Prompt:
Skip every line before the one containing "Ra1Nik: That's true.", then copy that line and the rest of the entries below exactly, through the last line.

Records excerpted from a collection:
[Start of section]

PR #1046, opened 2023-01-26
Add SwaV queue PL example and docs

Ra1Nik:
Add Pytorch Lightning example and docs


Ra1Nik:
Rendered SwaV docs:
[SwaV — lightly 1.2.43 documentation.pdf](https://github.com/lightly-ai/lightly/files/10510468/SwaV.lightly.1.2.43.documentation.pdf)

examples/pytorch_lightning/swav_queue.py
```diff
@@ -0,0 +1,155 @@
...
+    def __init__(
+        self,
+        num_ftrs,
+        out_dim,
+        n_prototypes,
+        n_queues,
+        queue_length=0,
+        start_queue_at_epoch=0,
+        n_steps_frozen_prototypes=0,
+    ):
```
guarin, line 28: We usually hardcode the different parameters in the examples, see `examples/pytorch_lightning/swav.py`

examples/pytorch_lightning/swav_queue.py
```diff
@@ -0,0 +1,155 @@
...
+        self.prototypes = SwaVPrototypes(
+            out_dim, n_prototypes, n_steps_frozen_prototypes
+        )
+        self.queues = None
+        if n_queues > 0:
+            self.queues = [MemoryBankModule(size=queue_length) for _ in range(n_queues)]
+            self.queues = nn.ModuleList(self.queues)
+            self.queue_length = queue_length
+            self.num_features_queued = 0
+            self.start_queue_at_epoch = start_queue_at_epoch
```
guarin, line 42: I would ignore the case with no queues and just set it directly:

```suggestion
        self.start_queue_at_epoch = 15
        self.queues = nn.ModuleList([MemoryBankModule(size=3840) for _ in range(2)])
```

examples/pytorch_lightning/swav_queue.py
```diff
@@ -0,0 +1,155 @@
...
+        self.criterion = SwaVLoss()
+        self.step = 0
```
guarin, line 44: LightningModules have a `self.global_step` attribute that you can use instead. No need to count the steps yourself.

examples/pytorch_lightning/swav_queue.py
```diff
@@ -0,0 +1,155 @@
...
+
+    def forward(self, high_resolution, low_resolution, epoch=None, step=None):
```
guarin, line 46: You can remove the `epoch` and `step` parameters and use `self.current_epoch` and `self.global_step` instead.

guarin, line 46: I would actually suggest to remove the `forward` method completely. The forward method is intended for evaluation and not for training. As we only show training we don't really need it. I would move all its contents to the `training_step` method.

examples/pytorch_lightning/swav_queue.py
```diff
@@ -0,0 +1,155 @@
...
+            _, features = self.queues[i](high_resolution_features[i], update=True)
+            # Queue features are in (num_ftrs X queue_length) shape, while the high res
+            # features are in (batch_size X num_ftrs). Swap the axes for interoperability.
+            features = torch.permute(features, (1, 0))
+            queue_features.append(features)
+
+        # Do not return queue prototypes if not enough features have been queued
+        self.num_features_queued += high_resolution_features[0].shape[0]
+        if self.num_features_queued < self.queue_length:
+            return None
```
guarin, line 91: Is this in the original code?

examples/pytorch_lightning/swav_queue.py
```diff
@@ -0,0 +1,155 @@
...
+        # Assign prototypes
+        queue_prototypes = [self.prototypes(x) for x in queue_features]
+        return queue_prototypes
+
+    def training_step(self, batch, batch_idx):
+        batch_swav, _, _ = batch
+        high_resolution, low_resolution = batch_swav[:2], batch_swav[2:]
+        high_resolution, low_resolution, queue = model(
+            high_resolution, low_resolution, self.current_epoch, self.step
+        )
```
guarin, line 113: You shouldn't call `model` here as it references the `model` object outside the class. You can call `self(high_resolution, ...)` instead.

guarin (changes requested):
Awesome! Some cleanup is needed to make it consistent with our other examples. I added some comments :)

examples/pytorch_lightning/swav_queue.py
Ra1Nik: Thanks, I didn't know. I imagined that there was something like that but I didn't manage to find it.

Ra1Nik:
In general, I translated everything from the example in Pytorch. I will also apply the suggestions to that example

docs/source/examples/swav.rst
```diff
@@ -3,7 +3,9 @@
 SwaV
 ====
 
-Example implementation of the SwaV architecture.
+Example implementation of the SwaV architecture. This model takes advantage of contrastive methods without requiring to compute pairwise comparisons. 
+Specifically, this method simultaneously clusters the data while enforcing consistency between cluster assignments produced for different augmentations of the same image,
+instead of comparing features directly as in contrastive learning. It can be trained with large and small batches and can scale to virtually unlimited amounts of data.
```
guarin, line 8:
```suggestion
instead of comparing features directly as in contrastive learning. It can be trained with large and small batch sizes.
```

examples/pytorch/swav_queue.py
```diff
@@ -13,21 +13,14 @@
...
+        self.prototypes = SwaVPrototypes(128, 512, 10)
 
-        self.queues = None
-        if n_queues > 0:
-            self.queues = [MemoryBankModule(size=queue_length) for _ in range(n_queues)]
-            self.queues = nn.ModuleList(self.queues)
-            self.queue_length = queue_length
-            self.num_features_queued = 0
-            self.start_queue_at_epoch = start_queue_at_epoch
+        self.start_queue_at_epoch = 15
```
guarin, line 22: Let's set this to 2 because the example has only 10 epochs.

examples/pytorch_lightning/swav_queue.py
guarin: I believe you forgot this one.

examples/pytorch_lightning/swav_queue.py
```diff
@@ -0,0 +1,120 @@
...
+class SwaV(pl.LightningModule):
+    def __init__(self):
+        super().__init__()
+        resnet = torchvision.models.resnet18()
+        self.backbone = nn.Sequential(*list(resnet.children())[:-1])
+        self.projection_head = SwaVProjectionHead(512, 512, 128)
+        self.prototypes = SwaVPrototypes(
+            128, 512, 10
+        )
+        self.start_queue_at_epoch = 15
```
guarin, line 27: Set to 2

examples/pytorch_lightning/swav_queue.py
```diff
@@ -0,0 +1,120 @@
...
+    def _subforward(self, input):
+        features = self.backbone(input).flatten(start_dim=1)
+        features = self.projection_head(features)
+        features = nn.functional.normalize(features, dim=1, p=2)
+        return features
+
+    @torch.no_grad()
+    def _get_queue_prototypes(self, high_resolution_features):
+        if self.queues is None:
+            return None
```
guarin, line 41: Drop

examples/pytorch_lightning/swav_queue.py
```diff
@@ -0,0 +1,120 @@
...
+            queue_features.append(features)
+
+        # If loss calculation with queue prototypes starts at a later epoch,
+        # just queue the features and return None instead of queue prototypes.
+        if self.start_queue_at_epoch > 0:
+            if self.current_epoch is None:
+                raise ValueError(
+                    "The epoch number must be passed to the `forward()` "
+                    "method if `start_queue_at_epoch` is greater than 0."
+                )
```
guarin, line 65: Drop

examples/pytorch/swav_queue.py
guarin: Please also remove the 
```
        if self.queues is None:
            return None
```

part in `_get_queue_prototypes `

examples/pytorch/swav_queue.py
```diff
@@ -13,21 +13,14 @@
...
+        self.queues = nn.ModuleList([MemoryBankModule(size=3840) for _ in range(2)])
 
     def forward(self, high_resolution, low_resolution, epoch=None, step=None):
         self.prototypes.normalize()
```
guarin, line 26: Does it make sense that `epoch` and `step` can be `None`? Or would it make more sense to always pass them?

examples/pytorch_lightning/swav_queue.py
```diff
@@ -0,0 +1,120 @@
...
+            if self.current_epoch < self.start_queue_at_epoch:
+                return None
+
+        # Assign prototypes
+        queue_prototypes = [self.prototypes(x) for x in queue_features]
+        return queue_prototypes
+
+    def training_step(self, batch, batch_idx):
```
guarin, line 73: Let's move the `training_step` and `configure_optimizers` methods just below the `__init__` method. It is best to put first the public methods and then the "private" methods starting with an underscore.

examples/pytorch/swav_queue.py
```diff
@@ -17,20 +17,24 @@ def __init__(self, backbone):
...
 
         high_resolution_features = [self._subforward(x) for x in high_resolution]
         low_resolution_features = [self._subforward(x) for x in low_resolution]
 
-        high_resolution_prototypes = [self.prototypes(x, step) for x in high_resolution_features]
-        low_resolution_prototypes = [self.prototypes(x, step) for x in low_resolution_features]
-        queue_prototypes = self._get_queue_prototypes(high_resolution_features, epoch)
+        high_resolution_prototypes = [
+            self.prototypes(x, step) for x in high_resolution_features
+        ]
```
guarin, line 33: I just checked the swav paper and they freeze the prototypes by epochs and not iterations. I guess we can just pass the epoch here instead of the step. Then we also don't have to count the steps in an extra variable.

examples/pytorch/swav_queue.py
```diff
@@ -17,20 +17,24 @@ def __init__(self, backbone):
         super().__init__()
         self.backbone = backbone
         self.projection_head = SwaVProjectionHead(512, 512, 128)
-        self.prototypes = SwaVPrototypes(128, 512, 10)
+        self.prototypes = SwaVPrototypes(128, 512, 5)
```
guarin, line 20: The paper freezes the prototypes for one epoch.

guarin (commented):
Nice! It would be great if we could also drop the step parameter.

examples/pytorch/swav_queue.py
Ra1Nik: That's true. I'll change that in both examples.

guarin (approved):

[End of section]

Exercise answer:
Ra1Nik: That's true. I'll change that in both examples.

guarin (approved):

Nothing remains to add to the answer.